Hédy’s academic career began in 1971 by obtaining a position as Maître de Conférences at the University of Paris Sud, Orsay. In 1976, he defended his Thèse d’Etat in Paris VI, and his second thesis subject (compulsory at that time) on the theory of cooperative games. The subject had been proposed to him by Jean-Pierre Aubin. After his Thèse d’Etat, he obtained a sabbatical leave during which he went to the United States, where he met several renowned mathematicians: Louis Nirenberg at the Courant Institute, Michael Crandall at University of Wisconsin, Felix Browder at University of Chicago, Terry Rockafellar at University of Washington, Seattle, and Roger Wets at University of Kentucky. It was with the latter that Hédy began active and fruitful cooperative research focused on several interconnected areas such as epigraphic analysis, quantitative analysis of stability of variational systems, variational convergence of functions, multivalued random processes, and the epigraphic law of large numbers. It is from this collaboration with Roger Wets that Hédy obtained one of his famous results with which his international reputation began: Given a sequence of lower semi-continuous and proper convex functions, the sequence epi-converges to a convex function if and only if the graphs of their subdifferentials converge (in the sense of Mosco) to the subdifferential of the limit function, modulo a normalization condition which fixes the integration constant. For readers who are interested, the numerous results obtained during these years of fruitful cooperation with Roger Wets are recorded in Hédy’s book [1] as well as in an article we co-authored on the occasion of an international conference organized at the CIRM [8]. Another very important result obtained by Hédy, which is central in convex analysis, is the Attouch–Brézis theorem, which gives a sufficient condition for the Fenchel conjugate of the sum of two lower-semi-continuous convex functions to be equal to the exact inf-convolution of their conjugates.

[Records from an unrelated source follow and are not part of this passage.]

Issue #1436, opened 2019-05-27
Request: Pokémon GO


KovuTheHusky:
**Name:** Pokémon GO
**Website:** https://www.pokemongo.com (The Pokémon Company) & https://pokemongolive.com (Niantic)
**Official resources for icon and color:** The cleanest vector is probably the omni notification icon from their app's APK. I have included it here, but it is only served as a PNG.

Normally I would open a PR myself, but for this one I think It's probably better for me to leave the rest to somebody more experienced than I am.

![omni_notification_icon](https://user-images.githubusercontent.com/361739/58436828-51a8a500-8095-11e9-8d7e-9acda1057344.png)

davidklebanoff:
The Pokemon Go brand is certainly big enough to warrant having an icon in Simple Icons, but I don't believe the notification icon within the app is the appropriate icon to represent the brand.

KovuTheHusky:
I mean, it's basically the app icon but single color. I'm not sure how you get closer to the app icon without adding additional colors. There is a reverse style icon as well if you think that fits better. As in the color and transparency swapped.

![app_icon](https://user-images.githubusercontent.com/361739/58500541-68600200-8150-11e9-8f76-2ab0bf0b7f32.png)
![notification_icon](https://user-images.githubusercontent.com/361739/58500599-7e6dc280-8150-11e9-8d96-33a79b84cc95.png)
![notification_icon](https://user-images.githubusercontent.com/361739/58500582-7877e180-8150-11e9-8f40-e5f532e3a51f.png)
![omni_notification_icon](https://user-images.githubusercontent.com/361739/58500610-8463a380-8150-11e9-9a53-45b164956876.png)

adamrusted:
Looks like Pokémon GO is outside the threshold for inclusion in Simple Icons at the moment. Happy for another @simple-icons/maintainers to say we should keep this open, but for now I'll look to close this as Out of Scope.

adamrusted:
Ignore me, got a little trigger happy before checking the Niantic version of the website, which is ranking a lot higher. 😅

adamrusted:
Closing, see [this page](https://nianticlabs.com/terms) on Niantic's website.
![image](https://github.com/simple-icons/simple-icons/assets/1830867/cae7bb6c-f6e1-4d71-943b-49694963c81f)

PeterShaggyNoble:
Does Niantic own the trademark on this logo, though, @adamrusted, or does it belong to The Pokémon Company?

[...]

PR #6463, opened 2021-09-03
Adding Pokemon Go icon

jorgeamadosoria:
pokemongo

**Issue:** #1436

### Description
Re-taking #2340 . Used the same source and hex, got the icon to work with precision 4. It seems to be a 100% match. There may be details that need to be worked out still.


jorgeamadosoria:

Issue #6476, opened 2021-09-05
Request: Argos


dirien:
### Brand Name

Argos

### Website

https://www.argos.co.uk/

### Popularity Metric

Alexa: 5,229

### Official Resources for Icon and Color

svg: https://argos.careers/wp-content/themes/argos/assets/images/argos-logo.svg
color: `#DA291C`

### Additional Comments

Took the svg from their careers page as the main page had no svg only image

### Contributing

Yes

PR #6477, opened 2021-09-05
Add Argos icon

dirien:
Signed-off-by: Engin Diri <engin.diri@mail.schwarz>

image

**Issue:** #6476 
**Alexa rank:** 5,229
  

### Checklist

### Description

see issue


sachinraja (changes requested):
I think this should be based off the smaller icon (from the footer):
image

dirien:
@sachinraja, tbh I only now the Argos logo with the swoosh/smile! I would never think the A with swoosh/smile is Argos?

sachinraja:
Do you mean you only see the icon currently implemented in this PR used everywhere? If so then we can move forward with that

dirien:
@sachinraja: Yes.

sachinraja (approved):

At the very beginning of the 1980s, Hédy was invited to Pisa, where a decisive meeting took place with Ennio De Giorgi, the founder of the topological theory of -convergence, a theory that broadens considerably the framework of variational convergences. Hédy took advantage of this stay and the emergence of homogenization theory to redirect his research towards the study of laws of the physics of composite materials from a macroscopic point of view. In 1983, he became a professor at the University of Perpignan, where he was welcomed by Alain Fougères, who was interested in developing new ideas around integral functionals and variational analysis. The latter suggested creating a new laboratory centred on these themes. This is how the AVAMAC (Variational Analysis and Applications to Mechanics, Automatics and Control) laboratory was born, with Hédy as director. Then, in 1988, he joined the University of Montpellier and more precisely the Convex Analysis Laboratory, where he was welcomed by Jean Jacques Moreau, Charles Castaing and Michel Valadier, all well known for their work on convex analysis, measurable set-valued mappings and Young measures. It was in this laboratory and in this environment, where Lionel Thibault and many others later joined, that Hédy continued his entire career until his retirement. During these years in Montpellier, he trained numerous students, wrote numerous papers, and participated in the transformation of the journal Travaux du Séminaire d’Analyse Convexe into a high-level international journal, the Journal of Convex Analysis.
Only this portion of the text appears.